┌──

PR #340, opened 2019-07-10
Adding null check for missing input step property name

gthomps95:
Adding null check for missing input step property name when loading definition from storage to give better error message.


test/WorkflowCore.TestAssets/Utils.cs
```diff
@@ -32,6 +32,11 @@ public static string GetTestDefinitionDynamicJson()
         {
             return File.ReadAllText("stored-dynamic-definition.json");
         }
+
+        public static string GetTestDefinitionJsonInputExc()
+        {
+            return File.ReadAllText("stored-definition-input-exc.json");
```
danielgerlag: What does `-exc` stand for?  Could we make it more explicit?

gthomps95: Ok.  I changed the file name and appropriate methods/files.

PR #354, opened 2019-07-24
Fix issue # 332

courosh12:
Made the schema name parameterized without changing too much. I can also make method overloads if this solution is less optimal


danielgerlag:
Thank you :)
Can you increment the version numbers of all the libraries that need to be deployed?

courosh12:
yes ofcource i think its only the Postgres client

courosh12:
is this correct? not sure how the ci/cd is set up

└──
┌──

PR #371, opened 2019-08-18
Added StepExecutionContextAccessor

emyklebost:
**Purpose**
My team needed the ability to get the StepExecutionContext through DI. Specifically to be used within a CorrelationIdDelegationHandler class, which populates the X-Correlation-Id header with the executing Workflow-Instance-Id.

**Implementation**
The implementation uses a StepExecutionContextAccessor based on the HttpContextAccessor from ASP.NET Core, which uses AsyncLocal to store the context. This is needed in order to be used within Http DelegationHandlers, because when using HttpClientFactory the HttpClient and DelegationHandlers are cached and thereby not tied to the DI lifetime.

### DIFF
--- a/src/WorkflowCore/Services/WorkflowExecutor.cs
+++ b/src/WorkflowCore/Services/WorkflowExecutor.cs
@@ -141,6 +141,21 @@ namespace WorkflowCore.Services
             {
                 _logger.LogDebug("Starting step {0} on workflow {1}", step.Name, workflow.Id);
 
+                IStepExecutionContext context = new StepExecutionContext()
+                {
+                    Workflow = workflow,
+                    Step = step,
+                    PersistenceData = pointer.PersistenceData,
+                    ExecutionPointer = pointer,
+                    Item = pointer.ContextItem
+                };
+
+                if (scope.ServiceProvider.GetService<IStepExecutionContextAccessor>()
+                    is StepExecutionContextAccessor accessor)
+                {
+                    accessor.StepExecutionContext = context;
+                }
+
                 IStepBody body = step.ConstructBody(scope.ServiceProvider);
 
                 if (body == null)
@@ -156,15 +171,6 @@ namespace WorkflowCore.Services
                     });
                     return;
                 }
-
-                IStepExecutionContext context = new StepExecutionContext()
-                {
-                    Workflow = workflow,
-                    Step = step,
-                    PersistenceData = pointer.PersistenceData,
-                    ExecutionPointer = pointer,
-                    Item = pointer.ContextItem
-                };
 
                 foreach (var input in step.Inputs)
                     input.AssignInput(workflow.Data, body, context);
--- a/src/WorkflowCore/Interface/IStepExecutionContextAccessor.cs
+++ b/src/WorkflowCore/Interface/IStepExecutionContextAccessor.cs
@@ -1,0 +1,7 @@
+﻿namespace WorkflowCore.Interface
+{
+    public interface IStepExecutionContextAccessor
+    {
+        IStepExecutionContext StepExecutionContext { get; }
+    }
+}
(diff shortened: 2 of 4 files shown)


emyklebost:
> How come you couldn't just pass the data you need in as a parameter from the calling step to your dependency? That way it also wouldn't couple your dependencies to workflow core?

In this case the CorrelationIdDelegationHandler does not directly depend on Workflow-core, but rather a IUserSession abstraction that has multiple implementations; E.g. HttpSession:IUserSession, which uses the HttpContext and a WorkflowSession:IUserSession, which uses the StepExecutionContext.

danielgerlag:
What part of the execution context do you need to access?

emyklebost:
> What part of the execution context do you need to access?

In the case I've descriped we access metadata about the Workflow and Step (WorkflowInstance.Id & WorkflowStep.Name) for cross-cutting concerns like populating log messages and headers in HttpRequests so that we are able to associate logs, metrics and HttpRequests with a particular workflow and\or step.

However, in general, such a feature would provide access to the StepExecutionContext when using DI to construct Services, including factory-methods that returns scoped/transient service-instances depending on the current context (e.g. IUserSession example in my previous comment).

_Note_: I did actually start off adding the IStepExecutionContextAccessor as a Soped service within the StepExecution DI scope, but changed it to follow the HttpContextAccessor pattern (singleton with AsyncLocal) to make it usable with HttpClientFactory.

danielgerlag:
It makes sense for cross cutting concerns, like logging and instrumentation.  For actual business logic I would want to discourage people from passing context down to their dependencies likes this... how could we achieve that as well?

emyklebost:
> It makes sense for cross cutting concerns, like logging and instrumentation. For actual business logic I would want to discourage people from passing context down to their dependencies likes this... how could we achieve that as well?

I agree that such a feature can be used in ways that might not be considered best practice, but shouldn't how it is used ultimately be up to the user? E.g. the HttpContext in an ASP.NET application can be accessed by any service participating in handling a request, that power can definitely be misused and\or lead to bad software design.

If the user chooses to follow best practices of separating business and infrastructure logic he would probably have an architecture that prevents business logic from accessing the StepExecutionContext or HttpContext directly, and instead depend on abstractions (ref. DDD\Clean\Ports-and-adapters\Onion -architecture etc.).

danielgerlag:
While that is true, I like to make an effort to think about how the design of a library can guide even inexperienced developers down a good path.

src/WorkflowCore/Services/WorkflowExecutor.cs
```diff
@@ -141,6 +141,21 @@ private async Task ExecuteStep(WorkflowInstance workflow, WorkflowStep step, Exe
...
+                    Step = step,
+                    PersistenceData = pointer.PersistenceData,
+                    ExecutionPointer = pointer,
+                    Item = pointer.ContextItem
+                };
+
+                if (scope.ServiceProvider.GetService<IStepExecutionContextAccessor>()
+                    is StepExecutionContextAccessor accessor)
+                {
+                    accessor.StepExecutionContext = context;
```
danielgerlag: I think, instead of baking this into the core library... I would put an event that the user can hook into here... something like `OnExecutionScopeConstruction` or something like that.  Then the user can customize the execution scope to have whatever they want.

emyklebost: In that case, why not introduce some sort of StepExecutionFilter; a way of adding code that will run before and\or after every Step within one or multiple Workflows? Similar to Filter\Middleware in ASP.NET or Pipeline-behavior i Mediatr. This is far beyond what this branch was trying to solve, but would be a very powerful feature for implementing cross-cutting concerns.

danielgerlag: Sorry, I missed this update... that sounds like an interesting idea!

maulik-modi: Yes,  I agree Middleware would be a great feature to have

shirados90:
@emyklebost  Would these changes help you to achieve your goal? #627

└──

If the string "design" is in a line of the entries, pick that line out.

• [Exercise solution]:
I agree that such a feature can be used in ways that might not be considered best practice, but shouldn't how it is used ultimately be up to the user? E.g. the HttpContext in an ASP.NET application can be accessed by any service participating in handling a request, that power can definitely be misused and\or lead to bad software design.
While that is true, I like to make an effort to think about how the design of a library can guide even inexperienced developers down a good path.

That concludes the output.